BRIEF: From the entries below, copy exactly the lines from the one that contains "describe, expect, it" through the one that contains "## Addressed a", both included, and only those.
##### EXERCISE DATA #####
PR #5919, opened 2026-08-11
fix(sandbox): respawn dead dev server instead of endless "starting"

guitavano:
## Summary

Fixes the recurring **"Blocos indisponíveis" / "Server is starting…"** dead end where a sandbox preview never recovers after the tab goes idle — and clicking **Retry** doesn't help.

Diagnosed from a user HAR: after ~10min idle the pod's dev server dies, but nothing respawns it. The in-pod proxy serves `StartingHTML` (503) forever (a connection error to a **known-but-dead** port), Studio's Blocks tab shows `errorStateSandbox`, and the web Retry fires a `SANDBOX_START` that returns `isNewVm:false` — reusing the wedged VM, so it's a no-op. The control plane is healthy throughout; the failure is entirely in the sandbox data plane.

## What changed (daemon, Go)

**1. Dev-server liveness watchdog**
- `internal/devwatch/devwatch.go` (new) — pure `Decide()` → restart / give-up / none, unit-tested.
- `main.go` `devWatchLoop` — when the probe reports not-serving in a restartable phase (running/starting/crashed) with a **known** port (sniffed OR previously-served — a *merely-configured* `application.port` does **not** count, so a slow first boot is never interrupted) for `GracePeriod` (default 20s), it resets sniffer+prober and calls `orchestrator.RestartDev()`. Bounded by `MaxRestarts` (3); on exhaustion it transitions to a real `start-failed` (honest error instead of an endless "Server is starting…").

**2. Un-latch the crash `error` status so restarts aren't skipped**
- `orchestrator.RestartDev()` clears the `error` a non-zero dev-script exit latches (else `stepStartInner`'s `status != running` guard skips every start), force-stops the dev task, and re-enqueues `StepStart`.
- `Handle()` clears the same latch on `bootstrap`/`branch-change`, so a `SANDBOX_START` reclaim onto a VM with a crashed dev server actually restarts it.

**Tunables (defaults unchanged):** probe cadence `SANDBOX_PROBE_FAST_MS`/`_SLOW_MS`, watchdog windows `SANDBOX_DEV_WATCH_GRACE_MS`/`_TICK_MS`. The 30s healthy-probe `SlowInterval` bounds detection latency and is now adjustable.

## User impact

Before: idle → dead preview → "Blocos indisponíveis" forever, Retry no-op. After: the daemon respawns the dev server automatically (no click); if it genuinely can't stay up after 3 tries, it shows a real error instead of looping.

Note: the `[::1]` proxy dial is **not** a cause — the proxy transport already uses `probe.DialLoopback`, which falls back to `127.0.0.1`.

## Testing

- `go test ./...` (all daemon packages), `go vet`, `gofmt` — pass
- `internal/devwatch` unit test (10 cases)
- **New black-box e2e** `daemon-e2e/daemon.devwatch.e2e.test.ts` — kills the dev server over the wire, asserts auto-recovery to `running` + the restart log; stable across runs (~5–6s)
- `daemon.proxy` + `daemon.warmpool` e2e — 15/15, no regression
- `tsc --noEmit` — pass

## Affected areas

`packages/sandbox/daemon-go` (probe, setup/orchestrator, main), plus one new e2e in `packages/sandbox/daemon-e2e`. No Studio server/web changes.

## Follow-up (not in this PR)

Wire the web **Retry** button to trigger a real daemon dev-server restart (today a `SANDBOX_START` on an unchanged config is a daemon no-op). With the automatic watchdog, the click is rarely needed.

---
## Summary by cubic
Automatically respawn dead dev servers to stop endless “Server is starting…” loops in sandbox previews. Handles slow first boots and flapping crashes correctly, and shows a real start-failed after repeated attempts.

- **Bug Fixes**
  - Add a liveness watchdog that restarts the dev server when not-serving in restartable phases and a port is known; grace now starts at “port known,” not boot. Reset sniffer/prober and call `RestartDev()`; cap attempts (default 3), then transition to start-failed.
  - Bound flapping: the restart budget resets only after continuous serving for a stable window, so brief serves can’t re-arm the budget indefinitely.
  - Unlatch dev crash errors so restarts aren’t skipped: `RestartDev()` force-stops the dev task and re-enqueues start; also clear the latch on bootstrap/branch-change so a `SANDBOX_START` reclaim actually restarts.
  - Make probe cadence and watchdog knobs tunable and safe: `SANDBOX_PROBE_FAST_MS`, `SANDBOX_PROBE_SLOW_MS`, `SANDBOX_DEV_WATCH_GRACE_MS`, `SANDBOX_DEV_WATCH_TICK_MS`, `SANDBOX_DEV_WATCH_STABLE_MS`, `SANDBOX_DEV_WATCH_MAX_RESTARTS`; clamp to sane floors and read liveness via `probe.Prober.Current()` to avoid stale mirrors.

<sup>Written for commit 7e8e591e63fc2c5e01378f489737d2cea4eec659. Summary will update on new commits.</sup>

<a href="https://cubic.dev/pr/decocms/studio/pull/5919?utm_source=github" target="_blank" rel="noopener noreferrer" data-no-image-dialog="true"><picture><source media="(prefers-color-scheme: dark)" srcset="https://www.cubic.dev/buttons/review-in-cubic-dark.svg"><source media="(prefers-color-scheme: light)" srcset="https://www.cubic.dev/buttons/review-in-cubic-light.svg">Review in cubic</picture></a>

### DIFF
--- a/packages/sandbox/daemon-e2e/daemon.devwatch.e2e.test.ts
+++ b/packages/sandbox/daemon-e2e/daemon.devwatch.e2e.test.ts
@@ -1,0 +1,124 @@
+/**
+ * Daemon conformance suite — DEV-SERVER LIVENESS WATCHDOG.
+ *
+ * When the dev server dies out from under a live daemon (idle freeze, crash, a
+ * stale port after a reclaim), nothing used to respawn it: the proxy served
+ * "Server is starting…" forever and the preview never came back. The daemon now
+ * watches liveness and respawns a dead-but-known-port dev server, bounded, then
+ * surfaces a real start-failed if it can't stay up.
+ *
+ * Black-box: we drive a real `dev` HTTP server, kill it over the wire, and
+ * assert the daemon brings it back to `running` on its own. The watchdog's
+ * grace/tick are shrunk via env so the test doesn't wait the 20s default.
+ */
+import { afterEach, beforeEach, describe, expect, it } from "bun:test";
+
+import {
+  authHeaders,
+  type BareRepo,
+  bootstrapRepo,
+  type Daemon,
+  HOOK_TIMEOUT_MS,
+  freePort,
+  readSseUntil,
+  setupBareRepo,
+  startDaemon,
+  stopDaemon,
+  url,
+  waitForOrchestratorIdle,
+} from "./daemon.e2e.helpers";
+
+const SETUP_TIMEOUT_MS = 60_000;
+
+describe("daemon e2e: dev-server liveness watchdog", () => {
+  let d: Daemon;
+  let repo: BareRepo;
+  let devPort: number;
+
+  beforeEach(async () => {
+    devPort = await freePort();
+    // A dev server that actually serves HTML, so the daemon reaches `running`.
+    repo = setupBareRepo({
+      withPackageJson: true,
+      scripts: {
+        dev: `node -e "require('http').createServer((_q,s)=>{s.setHeader('content-type','text/html');s.end('<html>ok</html>')}).listen(process.env.PORT||3000)"`,
+      },
+    });
+    // Shrink the probe cadence and watchdog windows so a dead dev server is
+    // detected and respawned in a couple of seconds instead of the 30s slow
+    // probe + 20s production grace.
+    d = await startDaemon({
+      SANDBOX_PROBE_FAST_MS: "300",
+      SANDBOX_PROBE_SLOW_MS: "1000",
+      SANDBOX_DEV_WATCH_GRACE_MS: "1000",
+      SANDBOX_DEV_WATCH_TICK_MS: "500",
+    });
+  }, HOOK_TIMEOUT_MS);
+
+  afterEach(async () => {
+    await stopDaemon(d);
+    repo.cleanup();
+  }, HOOK_TIMEOUT_MS);
+
+  const lifecyclePhase = async (): Promise<string> => {
+    const { text } = await readSseUntil(url(d, "/_sandbox/events"), {
+      headers: authHeaders(),
+      predicate: (acc) => acc.includes("event: lifecycle"),
+    });
+    return (
+      (
+        JSON.parse(
+          /event: lifecycle\ndata: (.*)\n/.exec(text)?.[1] ?? "{}",
+        ) as { state?: { phase?: string } }
+      ).state?.phase ?? ""
+    );
+  };
+
+  const waitForPhase = async (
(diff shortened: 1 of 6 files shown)


guitavano:
## Addressed a multi-perspective review (2nd commit)

Ran a parallel critique (correctness / testing / architecture / performance / scope). Two independent critics found the same correctness blocker; fixed it plus the important follow-ups in `7e8e591`.

**🔴 Blocker — grace bypassed on first boot.** `notServingSince` started on the first not-serving tick (during *install*) and accumulated across the whole boot, so a newly-`starting` server was restarted with **zero grace** → slow-compiling apps (Next/faststore) would be killed and marched to a spurious `start-failed`. The instant-serving test masked it. Fixed by moving the clock/budget into a unit-testable `devwatch.Tracker` (injected clock) where the clock runs **only while a restart could help** (restartable phase + known port + not serving) — grace is now measured from *port-known*, per the field's contract.

**🟠 Flapping budget.** The restart budget reset on a single serving tick → a crash-loop that briefly serves could re-arm forever, defeating the bound. Now resets only after **continuous serving ≥ StableWindow (60s)**, so `MaxRestarts → start-failed` actually holds.

**🟠 Testing gaps.**
- New e2e proving a **branch-change after a non-zero dev crash** (`start-failed` + latched error) recovers to `running` — exercises `clearCrashError` (fix #2), which the intentional-kill case structurally couldn't.
- `devwatch.Tracker` unit table: grace-from-port-known (blocker regression), no-restart-without-port, give-up after MaxRestarts, flapping-does-not-reset-budget, sustained-serving-resets, phase-leave disarm.

**Minor.** Consume `probe.Prober.Current()` synchronously instead of an async `probeOnline` mirror; clamp env intervals to a floor (no hot-spin); expose `SANDBOX_DEV_WATCH_STABLE_MS`/`_MAX_RESTARTS`; softened the `DefaultGracePeriod` doc (heuristic, not guarantee); confirmed the `[::1]` proxy dial is **not** a bug (transport already falls back to `127.0.0.1` via `probe.DialLoopback`).

### Deferred (follow-ups, non-blocking)
- **Architecture:** the watchdog goroutine still lives in `main.go`; a full `devwatch.Watcher` component owning the loop (and `RestartDev` owning the sniffer/prober reset) is a reasonable next step. The fragile decision state is now in the tested package, which was the core of the critique.
- **Minor:** `start-failed` self-recovery when a wedged process later answers on its own; give-up counting a no-op `stepStart` skip; quiescing the watchdog before the shutdown publish.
#####
TASK RESULT:
+import { afterEach, beforeEach, describe, expect, it } from "bun:test";
+
+import {
+  authHeaders,
+  type BareRepo,
+  bootstrapRepo,
+  type Daemon,
+  HOOK_TIMEOUT_MS,
+  freePort,
+  readSseUntil,
+  setupBareRepo,
+  startDaemon,
+  stopDaemon,
+  url,
+  waitForOrchestratorIdle,
+} from "./daemon.e2e.helpers";
+
+const SETUP_TIMEOUT_MS = 60_000;
+
+describe("daemon e2e: dev-server liveness watchdog", () => {
+  let d: Daemon;
+  let repo: BareRepo;
+  let devPort: number;
+
+  beforeEach(async () => {
+    devPort = await freePort();
+    // A dev server that actually serves HTML, so the daemon reaches `running`.
+    repo = setupBareRepo({
+      withPackageJson: true,
+      scripts: {
+        dev: `node -e "require('http').createServer((_q,s)=>{s.setHeader('content-type','text/html');s.end('<html>ok</html>')}).listen(process.env.PORT||3000)"`,
+      },
+    });
+    // Shrink the probe cadence and watchdog windows so a dead dev server is
+    // detected and respawned in a couple of seconds instead of the 30s slow
+    // probe + 20s production grace.
+    d = await startDaemon({
+      SANDBOX_PROBE_FAST_MS: "300",
+      SANDBOX_PROBE_SLOW_MS: "1000",
+      SANDBOX_DEV_WATCH_GRACE_MS: "1000",
+      SANDBOX_DEV_WATCH_TICK_MS: "500",
+    });
+  }, HOOK_TIMEOUT_MS);
+
+  afterEach(async () => {
+    await stopDaemon(d);
+    repo.cleanup();
+  }, HOOK_TIMEOUT_MS);
+
+  const lifecyclePhase = async (): Promise<string> => {
+    const { text } = await readSseUntil(url(d, "/_sandbox/events"), {
+      headers: authHeaders(),
+      predicate: (acc) => acc.includes("event: lifecycle"),
+    });
+    return (
+      (
+        JSON.parse(
+          /event: lifecycle\ndata: (.*)\n/.exec(text)?.[1] ?? "{}",
+        ) as { state?: { phase?: string } }
+      ).state?.phase ?? ""
+    );
+  };
+
+  const waitForPhase = async (
(diff shortened: 1 of 6 files shown)


guitavano:
## Addressed a multi-perspective review (2nd commit)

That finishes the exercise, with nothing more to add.